From this, you will define a point in NumPy by a single axis (dimension), regardless of the number of mathematical axes you use. For x and y axes, a point is defined as [2,4], and for x, y and z axes, a point is defined as [2,4,6]. Both of these are points, thus 1D.

To define a line, two points will be needed. This will require some form of 'nesting' of the points to the second dimension (2D). As such, a line may be defined using x and y only as [[2,4],[6,9]] or using x, y and z as [[2,4,6],[6,9,12]]. For a surface, it will simply require more points to describe it, but still remains a 2D object. For example, a triangle will need 3 points while a rectangle/square will need 4.

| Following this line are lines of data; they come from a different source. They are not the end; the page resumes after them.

PR #2176, opened 2019-07-08
matching: make taskListID and taskListName partition aware

venkat1109:
This patch does 3 things:
 - makes taskListID type partition aware
-  introduces new type "qualifiedTaskListName" to represent internal task list names with metadata
- adds validation to prohibit tasklist names with reserved prefix

Related to #2098

### DIFF
--- a/service/history/decisionChecker.go
+++ b/service/history/decisionChecker.go
@@ -195,7 +195,7 @@ func (v *decisionAttrValidator) validateActivityScheduleAttributes(
 		return &workflow.BadRequestError{Message: "ScheduleActivityTaskDecisionAttributes is not set on decision."}
 	}
 
-	if err := v.validateTaskListName(attributes.TaskList, ""); err != nil {
+	if _, err := v.validatedTaskList(attributes.TaskList, ""); err != nil {
 		return err
 	}
 
@@ -496,9 +496,11 @@ func (v *decisionAttrValidator) validateContinueAsNewWorkflowExecutionAttributes
 	}
 
 	// Inherit Tasklist from previous execution if not provided on decision
-	if err := v.validateTaskListName(attributes.TaskList, executionInfo.TaskList); err != nil {
+	tl, err := v.validatedTaskList(attributes.TaskList, executionInfo.TaskList)
+	if err != nil {
 		return err
 	}
+	attributes.TaskList = tl
 
 	// Inherit workflow timeout from previous execution if not provided on decision
 	if attributes.GetExecutionStartToCloseTimeoutSeconds() <= 0 {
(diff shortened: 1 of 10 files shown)


service/history/decisionChecker.go
```diff
@@ -23,6 +23,8 @@ package history
 import (
 	"fmt"
```
shreyassrivatsan: remove newline.. run `make fmt`

service/history/decisionChecker.go
```diff
@@ -191,8 +195,8 @@ func (v *decisionAttrValidator) validateActivityScheduleAttributes(
 		return &workflow.BadRequestError{Message: "ScheduleActivityTaskDecisionAttributes is not set on decision."}
 	}
 
-	if attributes.TaskList == nil || attributes.TaskList.GetName() == "" {
-		return &workflow.BadRequestError{Message: "TaskList is not set on decision."}
+	if err := v.validateTaskListName(attributes.TaskList, ""); err != nil {
```
shreyassrivatsan: can you set this to be a const `noTasklist` or something?

service/history/decisionChecker.go
```diff
@@ -581,6 +581,31 @@ func (v *decisionAttrValidator) validateStartChildExecutionAttributes(
 	return nil
 }
 
+func (v *decisionAttrValidator) validateTaskListName(tl *workflow.TaskList, defaultVal string) error {
```
shreyassrivatsan: This method does more than just `validate` - it changes the passed in task list with the `defaultVal`.. Perhaps `validateAndSetTaskListName` ?

service/matching/tasklist.go
```diff
@@ -0,0 +1,150 @@
...
+// IsRoot returns true if this task list is a root partition
+func (tn *qualifiedTaskListName) IsRoot() bool {
+	return tn.partition == 0
+}
+
+// Parent returns the name of the parent task list
+// input:
+//   degree: Number of children at each level of the tree
+// Returns empty string if this task list is the root
+func (tn *qualifiedTaskListName) Parent(degree int) string {
```
shreyassrivatsan: `degree` must be > 1

shreyassrivatsan: Also, shouldn't degree be configured on the task list.. Why is this an input to the method?

service/history/decisionChecker.go
venkat1109: this code changed a bit, this comment is no longer relevant

service/matching/tasklist.go
venkat1109: if its not an input, then this type needs to take in the dynamic config func as input in the constructor. the latter option results in passing dynamic config everywhere in the unit test. But the actual Parent() method is only going to be called in one or two places. So, I  decided to pass this a param to this function.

A volume will require 4 (a tetrahedron)or more points to define it , but still maintaining the 'nesting' of points to the third dimension (3D).

小开

If someone need this visual description:

小开

In order to understand the dimensions and axes, it is important to understand tensors and its rank. A vector is a rank-1 tensor a matrix is a rank-2 tensor and so on and so forth. Consider the following:

x = np.array([0,3,4,5,8])

Now x is a vector hence a rank-1 tensor. But the vector itself is 5-dimensional. In numpy rank=dimension=axis. There is a slight deviation from the conventional definition of dimension, which is 5 for the vector shown above. Therefore it is better to stick to rank or axes and use dimension in the traditional sense.